Yikes! Good luck with that. Keep us posted.


----------



## Golden Rambo (May 12, 2014)

Sweet Girl said:


> Is it definitely an insect? Could it be a little birth mark? Shala has two black marks on her tongue. She had one when she came home at 8 weeks, and then developed another. They are harmless. I call them treat spots. I think they add charm.


Thanks for your reply. I think it's not birth mark, because it feel likes a little ball. 

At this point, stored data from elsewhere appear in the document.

PR #8014, opened 2026-07-24
postgres: render PostgreSQL EXPLAIN plans

vrajat:
## Description

Add basic support for `EXPLAIN <statement>` to the PostgreSQL frontend.
The result set has the PostgreSQL `QUERY PLAN` column with the plan tree
format similar to PostgreSQL output.

### What changed

- Add a PostgreSQL-specific EXPLAIN command/query mode.
- Render the optimized plan before bytecode emission, then carry the rendered
  lines through the prepared program and pgwire result path. 
    - _The rendered plan is stored as Vec\<String\> on Program, rather than as bytecode annotations. POSTGRES EXPLAIN only requires the optimized PLAN and does not require instruction and parent IDs unlike `EXPLAIN QUERY PLAN`._ 
- Collect cost and row estimates only for PostgreSQL EXPLAIN.
- Render common SELECT shapes: Result, sequential/index/index-only scans,
  sort/limit/aggregate wrappers, sort keys, group keys, HAVING filters,
  residual single-table filters, nested loops, hash conditions, and compound
  set operations.
- Render INSERT, UPDATE, DELETE, UPDATE FROM, index/sequential scan detail,
  and simple DML filters without executing the DML.
- Tests

### Limitations

- `width` is not rendered. 
- PostgreSQL EXPLAIN options (`ANALYZE`, `VERBOSE`, `COSTS OFF`, JSON, buffers,
  and timing) are not supported.
- Nested CTE/subquery/window trees and generic `Join Filter:` placement need
  more plan metadata before they can be rendered like PostgreSQL.
- Hash joins render their condition, but do not show build and probe child trees.
-  pgwire sqltests match the plan output with regexes. They assert plan shape and the presence of estimates. 
- Long tail of differences with Postgres. Multiple reasons: 
    - Turso works differently
    - Turso plans dont have the required metadata 
- This PR doesn't attempt to implement or test broad coverage of all possible plans.
     
### Validation

```text
make -C postgres/conformance run-one FILE=pg-sqltests/explain.sqltest
cargo test -p turso_pg_tests --test integration_tests postgres::explain -- --nocapture
```

## Motivation and context

PostgreSQL clients expect bare `EXPLAIN` to return a `QUERY PLAN` result set.
Before this change, the PostgreSQL translator rejected `ExplainStmt` as
unsupported. This PR wires up `ExplainStmt` AND adds a renderer for PostgreSQL
frontend.

## Description of AI Usage

AI assistance was used for repository exploration, implementation, test
development, and drafting. The contributor directed the design choices,
reviewed the changes iteratively, and is responsible for the final code and
description.

## Demo output

```text
tursopg pgwire server started (pid 1571341, 127.0.0.1:5433)
Connect with: scripts/local/tursopg-pgwire.sh psql
DROP TABLE
DROP TABLE
DROP TABLE
DROP TABLE
CREATE TABLE
CREATE TABLE
CREATE TABLE
CREATE TABLE
INSERT 0 2
INSERT 0 3
INSERT 0 3
INSERT 0 3
CREATE INDEX
CREATE INDEX
EXPLAIN SELECT 1
 QUERY PLAN
------------
 Result
(1 row)

EXPLAIN SELECT * FROM customer WHERE c_nationkey = 1
                                   QUERY PLAN
--------------------------------------------------------------------------------
 Index Scan using customer_nation_idx on customer  (cost=0.00..39.84 rows=1000)
   Index Cond: (c_nationkey=?)
(2 rows)

EXPLAIN SELECT c.c_name, o.o_totalprice FROM customer c JOIN orders o ON o.o_custkey = c.c_custkey WHERE c.c_nationkey = 1
                                   QUERY PLAN
---------------------------------------------------------------------------------
 Nested Loop  (cost=0.00..29057.34 rows=1000000)
   -> Index Scan using customer_nation_idx on c  (cost=0.00..39.84 rows=1000)
     Index Cond: (c_nationkey=?)
   -> Index Scan using orders_customer_idx on o  (cost=0.00..29017.50 rows=1000)
     Index Cond: (o_custkey=?)
(5 rows)

EXPLAIN SELECT n.n_name, count(*) FROM customer c JOIN nation n ON n.n_nationkey = c.c_nationkey GROUP BY n.n_name
                                        QUERY PLAN
-------------------------------------------------------------------------------------------
 Aggregate  (cost=0.00..4029336.34 rows=1000000)
   Group Key: n.n_name
   -> Nested Loop  (cost=0.00..4029336.34 rows=1000000)
     -> Index Only Scan using customer_nation_idx on c  (cost=0.00..16336.84 rows=1000000)
     -> Index Scan using PRIMARY KEY on n  (cost=0.00..4012999.50 rows=1)
(5 rows)

EXPLAIN SELECT * FROM orders ORDER BY o_totalprice LIMIT 2
                          QUERY PLAN
---------------------------------------------------------------
 Limit  (cost=0.00..23000.00 rows=1000000)
   -> Sort
     Sort Key: orders.o_totalprice ASC
     -> Seq Scan on orders  (cost=0.00..23000.00 rows=1000000)
(4 rows)

EXPLAIN INSERT INTO customer VALUES (4, 'Customer#000000004', 1)
     QUERY PLAN
--------------------
 Insert on customer
   -> Result
(2 rows)

EXPLAIN UPDATE customer SET c_nationkey = 2 WHERE c_custkey = 1
                               QUERY PLAN
-------------------------------------------------------------------------
 Update on customer  (cost=0.00..3.51 rows=1)
   -> Index Scan using PRIMARY KEY on customer  (cost=0.00..3.51 rows=1)
(2 rows)

EXPLAIN DELETE FROM customer WHERE c_custkey = 3
                               QUERY PLAN
-------------------------------------------------------------------------
 Delete on customer  (cost=0.00..3.51 rows=1)
   -> Index Scan using PRIMARY KEY on customer  (cost=0.00..3.51 rows=1)
(2 rows)

EXPLAIN DELETE FROM customer WHERE c_name = 'Customer#000000003'
                          QUERY PLAN
---------------------------------------------------------------
 Delete on customer  (cost=0.00..23000.00 rows=100000)
   -> Seq Scan on customer  (cost=0.00..23000.00 rows=1000000)
     Filter: (customer.c_name = 'Customer#000000003')
(3 rows)
```


LeMikaelF:
Reading `TODO.md`, I think what it meant is just to forward Turso's EXPLAIN.

From a product standpoint, I don't think we should worry about having a PG-like EXPLAIN. My reasoning is that the plain EXPLAIN is mostly for human consumption, so we should instead focus our efforts on improving Turso's EXPLAIN (currently it's exposed as `EXPLAIN QUERY PLAN` for SQLite compatibility).

vrajat:
> Reading `TODO.md`, I think what it meant is just to forward Turso's EXPLAIN.
> 
> From a product standpoint, I don't think we should worry about having a PG-like EXPLAIN. My reasoning is that the plain EXPLAIN is mostly for human consumption, so we should instead focus our efforts on improving Turso's EXPLAIN (currently it's exposed as `EXPLAIN QUERY PLAN` for SQLite compatibility).

@LeMikaelF I have opened #8152 that translates Postgres `EXPLAIN` to `EXPLAIN QUERY PLAN`. This PR is super-set of #8152. The main difference is that `translate_explain` returns

```
Ok(ast::Cmd::ExplainQueryPlan(
            self.translate_node(query.to_ref())?,
        ))
```

instead of

```
Ok(ast::Cmd::PostgresExplain(
            self.translate_node(query.to_ref())?,
        ))
```

The rest of the extra code in this PR is to support `PostgresExplain`. 

> From a product standpoint, I don't think we should worry about having a PG-like EXPLAIN. 


I'll defer the final decision to you. As a primarily PG user/developer I find it more familiar to parse Postgres plans rather then EQP output. Changing EQP to be similar to PG explain will make it harder for someone who is more familiar with sqlite EQP output.

> so we should instead focus our efforts on improving Turso's EXPLAIN 

This PR only adds code to extract and render information such as cost and uses indentation to show parent/child relationships. Turso plans already have quite a bit of the info and I did not make any major changes (added getters) to Turso's internal plan structures.

Regardless, the basic approach is the same. So choosing #8152 over this PR is still a step forward.

LeMikaelF:
Closing in favour of https://github.com/tursodatabase/turso/pull/8014. Thanks for leading this.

I just added a photo to my post.


----------



## Jersey's Mom (Nov 25, 2007)

If it were me and I were fairly convinced it was a tick, I would personally hit up the emergency vet. Shortly after I moved to NC, Jersey walked in the house from a little play session with a tick just above his right eye. I live alone, hadn't met any of my neighbors yet, and have never removed a tick before. I really didn't feel comfortable with my first attempt being mere centimeters from his eye... I had visions of him flinching and my tweezers winding up hanging out of his eye socket. Hit up Google, went to the closest emergency vet and explained my dilemma to the woman at the front desk. In my case a tech came out, popped that tick right off, and sent us on our way (free of charge. I was floored and so very thankful). I feel like trying to grab hold of a tongue and pull a tick off properly is a good 10 levels harder than the 10 second task Jersey's tick turned out to be. Even with help. Good luck, whatever you end up doing!

Julie, Jersey and Oz


Sent from Petguide.com Free App


----------



## Sweet Girl (Jun 10, 2010)

Golden Rambo said:


> Thanks for your reply. I think it's not birth mark, because it feel likes a little ball.
> 
> I just added a photo to my post.


Hmm. I'm stumped. It doesn't really look like an insect (which would be a HUGE relief to me). But hard to tell for sure with just a photo. Ticks get engorged with blood and get really big and gross. I don't _think_ that's a tick. But no idea. Glad you're taking him to vet. Let us know what they say! (Does it seem to be bothering your dog?)


----------



## murphy1 (Jun 21, 2012)

I'd find it hard to believe its a tick on the tongue,,,,,too much going on in the mouth for it have time to dig in.


----------



## Megora (Jun 7, 2010)

If it's a tick - I'd get it off tonight. 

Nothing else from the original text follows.